Tag Archive for: Retinitis Pigmentosa

A glimpse into the world of Prof. Camiel Boon, ophthalmologist

“The eye is such a beautiful and marvelously small organ, a highly specialized instrument with which we can perceive our environment in all its beauty and complexity.”

Unfortunately, a lot can also go wrong with the eye. As an ophthalmologist, Prof. Dr. Camiel Boon focuses primarily on diseases of the retina, hereditary eye diseases, and microsurgical retinal operations. Camiel Boon is an ophthalmologist and professor of Ophthalmology at Amsterdam UMC and LUMC.

His strong motivation for conducting innovative scientific research stems from daily interactions with patients confronted with serious eye diseases. Prof. Boon says, “There are still too many eye diseases that we cannot treat effectively. That’s what my team and I are striving to change!”

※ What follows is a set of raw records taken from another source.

PR #1144, opened 2018-01-23
space-age: Update description.md

fedavies:
Clarification of the English in this problem specification.

### DIFF
--- a/exercises/space-age/description.md
+++ b/exercises/space-age/description.md
@@ -1,4 +1,4 @@
- Given an age in seconds, calculate that age in terms of years of the different planets. Here is a list of the length of one 'year' on each planet:
+Given a person's age in seconds, calculate their age in terms of years of the different planets.
 
    - Earth: orbital period 365.25 Earth days, or 31557600 seconds
    - Mercury: orbital period 0.2408467 Earth years
--- a/exercises/space-age/description.md
+++ b/exercises/space-age/description.md
@@ -1,4 +1,4 @@
-Given an age in seconds, calculate how old someone would be on:
+ Given an age in seconds, calculate that age in terms of years of the different planets. Here is a list of the length of one 'year' on each planet:
 
    - Earth: orbital period 365.25 Earth days, or 31557600 seconds
    - Mercury: orbital period 0.2408467 Earth years


exercises/space-age/description.md
```diff
@@ -1,4 +1,4 @@
-Given an age in seconds, calculate how old someone would be on:
+ Given an age in seconds, calculate that age in terms of years of the different planets. Here is a list of the length of one 'year' on each planet:
```
rpottsoh: Just a nit pick, but it appears like there is a leading space that isn't needed.  Also, `"that"` sounds strange to me.  How about `a persons`?  It isn't clear what "that" is referring to.  Is it meant to be the age of the planet, or in the context of the original description, a persons age on a given planet?

wolf99: Both sound a little odd to me!
Maybe a more concise version would be
`Given a person's age in seconds, calculate their age in terms of years of the different planets. ...`

fedavies: I agree that what you have written is clearer

rpottsoh:
@fedavies just a friendly nudge.  Do you need assistance in making the suggested changes?

fedavies:
I might need a hand, thanks. I think that I have done it now but I'm not sure - I'm new to all this!

exercises/space-age/description.md
```diff
@@ -1,4 +1,4 @@
-Given an age in seconds, calculate how old someone would be on:
+Given a person's age in seconds, calculate their age in terms of years of the different planets.
```
Insti: > a person's 

That it's a person is largely irrelevant.

> years of the different planets

This does not make grammatical sense to me.


Disclaimer: I don't think there is anything wrong with the original wording.

wolf99: > That it's a person is largely irrelevant.

True, but supplying an object for the noun makes it easier for students to understand by adding a little more context. Of course _we_ know what it means as-is, but people that don't already know may struggle - as evidenced by the fact that the issue was raised.

>>years of the different planets
>
>This does not make grammatical sense to me.

Maybe this should be "years _on_ the different planets"? Or maybe even "according to the length of a year on a different planet"

kotp:
Thank you @fedavies even if this is not merged in, it shows good effort and we appreciate it.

Many patients diagnosed with Usher syndrome in the western part of our country visit ophthalmologist Camiel Boon and his team for biennial check-ups or treatment for eye problems. A treatment to halt the progression of vision loss in Usher syndrome is not yet available. But there are hopeful developments!
It’s time to ask Prof. Boon about his work, his scientific research, and the future innovative treatments for Usher syndrome.

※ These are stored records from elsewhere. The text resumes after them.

PR #1146, opened 2018-01-23
clock: apply "input" policy

rpottsoh:
per #996

### DIFF
--- a/exercises/clock/canonical-data.json
+++ b/exercises/clock/canonical-data.json
@@ -1,6 +1,6 @@
 {
   "exercise": "clock",
-  "version": "2.1.0",
+  "version": "2.2.0",
   "comments": [
     "Most languages require constructing a clock with initial values,",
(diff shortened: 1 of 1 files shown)


exercises/clock/canonical-data.json
```diff
@@ -291,195 +361,225 @@
...
           "property": "equal",
-          "clock1": {
-            "hour": 15,
-            "minute": 37
-          },
-          "clock2": {
-            "hour": 15,
-            "minute": 37
+          "input": {
+            "clock1": {
```
rpottsoh: For these equality cases I was not sure if each clock should have its own "input" object or if the policy only pertains to the test case directly.  I will add input objects for each of the two clocks if the consensus is to do so.

ErikSchierboom: I think the way you've set it up currently is fine.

Ophthalmologist Prof. Camiel Boon and Prof. Dr. Arthur Bergen in the laboratory of AmsterdamUMC ©Mark Horn

Hope for the future: pioneering in gene therapy
Prof. Camiel Boon trained as an ophthalmologist and earned his Ph.D. (cum laude, on a dissertation about hereditary retinal disorders, 2009) at Radboudumc in Nijmegen. As an ophthalmologist and now a professor, he conducts research on genetic retinal diseases, such as retinitis pigmentosa (RP), also in the context of Usher syndrome, at Amsterdam University Medical Centers (and part-time at Leiden University Medical Center). He sees patients at Amsterdam UMC, which has been designated as an expert center by the Dutch Federation of Universities and the European Network for Rare Eye Diseases. The gene therapy that Camiel is working on with the laboratory of Prof. Dr. Arthur Bergen (also at Amsterdam UMC) and Dr. Jan Wijnholds (LUMC) could potentially help prevent blindness in the future.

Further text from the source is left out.